Stored items
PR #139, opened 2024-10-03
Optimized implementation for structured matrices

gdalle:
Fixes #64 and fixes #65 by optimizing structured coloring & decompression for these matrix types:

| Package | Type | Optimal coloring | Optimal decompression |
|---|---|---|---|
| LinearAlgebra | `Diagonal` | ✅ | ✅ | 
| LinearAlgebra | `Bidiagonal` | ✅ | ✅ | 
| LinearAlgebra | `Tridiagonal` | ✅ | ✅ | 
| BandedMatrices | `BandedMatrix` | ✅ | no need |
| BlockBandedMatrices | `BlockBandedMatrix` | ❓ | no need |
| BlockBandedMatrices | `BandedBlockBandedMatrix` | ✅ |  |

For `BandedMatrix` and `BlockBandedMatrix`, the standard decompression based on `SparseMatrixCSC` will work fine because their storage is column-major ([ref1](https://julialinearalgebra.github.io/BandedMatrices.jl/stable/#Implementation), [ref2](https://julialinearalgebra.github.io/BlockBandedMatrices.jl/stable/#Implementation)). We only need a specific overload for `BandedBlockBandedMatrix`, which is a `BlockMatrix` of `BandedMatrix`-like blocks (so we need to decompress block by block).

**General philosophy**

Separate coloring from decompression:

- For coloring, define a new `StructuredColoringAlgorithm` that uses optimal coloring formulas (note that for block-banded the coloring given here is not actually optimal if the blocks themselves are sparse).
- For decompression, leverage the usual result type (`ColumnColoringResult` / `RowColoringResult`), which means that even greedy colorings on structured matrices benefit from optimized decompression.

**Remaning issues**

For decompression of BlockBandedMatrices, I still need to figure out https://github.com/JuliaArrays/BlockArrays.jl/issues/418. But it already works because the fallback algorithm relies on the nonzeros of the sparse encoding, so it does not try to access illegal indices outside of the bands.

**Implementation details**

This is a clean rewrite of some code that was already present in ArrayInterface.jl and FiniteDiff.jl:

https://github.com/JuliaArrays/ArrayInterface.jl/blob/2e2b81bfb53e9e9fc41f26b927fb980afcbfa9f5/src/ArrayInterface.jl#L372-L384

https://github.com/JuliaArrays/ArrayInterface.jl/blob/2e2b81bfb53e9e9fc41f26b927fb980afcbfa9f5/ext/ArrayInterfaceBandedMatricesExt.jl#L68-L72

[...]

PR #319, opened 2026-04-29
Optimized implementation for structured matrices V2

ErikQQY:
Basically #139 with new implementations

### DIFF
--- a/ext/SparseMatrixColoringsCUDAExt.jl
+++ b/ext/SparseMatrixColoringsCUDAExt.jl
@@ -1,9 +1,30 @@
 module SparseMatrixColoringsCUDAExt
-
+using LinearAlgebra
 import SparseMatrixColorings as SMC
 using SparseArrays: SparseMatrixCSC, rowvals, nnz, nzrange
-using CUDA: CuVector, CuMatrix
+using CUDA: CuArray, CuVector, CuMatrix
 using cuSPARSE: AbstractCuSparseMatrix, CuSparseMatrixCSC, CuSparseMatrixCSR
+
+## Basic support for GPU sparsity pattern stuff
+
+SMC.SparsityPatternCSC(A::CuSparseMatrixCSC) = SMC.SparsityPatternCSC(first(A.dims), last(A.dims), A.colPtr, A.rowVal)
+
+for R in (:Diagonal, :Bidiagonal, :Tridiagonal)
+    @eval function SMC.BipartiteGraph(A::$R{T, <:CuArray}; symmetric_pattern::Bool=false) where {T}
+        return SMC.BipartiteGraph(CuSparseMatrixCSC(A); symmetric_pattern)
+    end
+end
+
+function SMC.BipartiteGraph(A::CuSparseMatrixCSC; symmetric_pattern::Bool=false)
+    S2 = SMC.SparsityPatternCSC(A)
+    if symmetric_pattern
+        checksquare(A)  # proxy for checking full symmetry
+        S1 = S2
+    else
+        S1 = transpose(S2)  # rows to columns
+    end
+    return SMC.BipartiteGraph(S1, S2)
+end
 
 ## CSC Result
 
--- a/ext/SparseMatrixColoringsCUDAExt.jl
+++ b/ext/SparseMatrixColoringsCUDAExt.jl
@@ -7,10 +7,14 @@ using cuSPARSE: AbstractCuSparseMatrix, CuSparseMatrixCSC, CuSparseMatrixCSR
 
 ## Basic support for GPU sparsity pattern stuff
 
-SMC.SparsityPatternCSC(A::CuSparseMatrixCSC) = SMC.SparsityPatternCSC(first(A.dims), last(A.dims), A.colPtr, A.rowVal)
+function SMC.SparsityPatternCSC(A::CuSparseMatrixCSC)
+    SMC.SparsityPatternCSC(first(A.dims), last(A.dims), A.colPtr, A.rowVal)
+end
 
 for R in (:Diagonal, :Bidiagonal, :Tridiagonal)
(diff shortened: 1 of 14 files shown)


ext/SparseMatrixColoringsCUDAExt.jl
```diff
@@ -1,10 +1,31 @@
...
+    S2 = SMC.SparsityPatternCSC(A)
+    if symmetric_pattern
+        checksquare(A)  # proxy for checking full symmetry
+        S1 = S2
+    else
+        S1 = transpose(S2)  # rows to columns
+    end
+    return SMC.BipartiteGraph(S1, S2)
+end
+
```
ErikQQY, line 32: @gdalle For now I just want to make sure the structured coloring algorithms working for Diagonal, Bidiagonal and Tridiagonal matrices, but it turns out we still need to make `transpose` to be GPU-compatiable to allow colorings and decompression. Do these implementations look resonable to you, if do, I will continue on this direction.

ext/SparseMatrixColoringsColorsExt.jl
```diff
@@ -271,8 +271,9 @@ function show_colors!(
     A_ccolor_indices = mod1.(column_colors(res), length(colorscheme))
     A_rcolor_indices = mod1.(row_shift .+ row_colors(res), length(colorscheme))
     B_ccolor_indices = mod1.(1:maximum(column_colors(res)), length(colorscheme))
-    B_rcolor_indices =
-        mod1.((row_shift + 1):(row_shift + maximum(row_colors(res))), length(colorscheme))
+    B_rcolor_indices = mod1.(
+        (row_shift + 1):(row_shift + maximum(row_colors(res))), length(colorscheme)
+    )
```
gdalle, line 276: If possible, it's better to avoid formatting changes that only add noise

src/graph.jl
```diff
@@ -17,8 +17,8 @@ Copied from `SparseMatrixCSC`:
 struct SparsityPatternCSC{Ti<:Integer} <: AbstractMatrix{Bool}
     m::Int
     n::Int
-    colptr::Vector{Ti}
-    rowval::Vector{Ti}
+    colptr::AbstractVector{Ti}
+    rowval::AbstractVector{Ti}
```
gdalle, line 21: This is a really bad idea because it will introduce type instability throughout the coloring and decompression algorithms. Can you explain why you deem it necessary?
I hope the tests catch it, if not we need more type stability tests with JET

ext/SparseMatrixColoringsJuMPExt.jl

→ Task statement:
Filter the entries above down to the lines containing the word "issues".

→ Exercise response:
**Remaning issues**
For decompression of BlockBandedMatrices, I still need to figure out https://github.com/JuliaArrays/BlockArrays.jl/issues/418. But it already works because the fallback algorithm relies on the nonzeros of the sparse encoding, so it does not try to access illegal indices outside of the bands.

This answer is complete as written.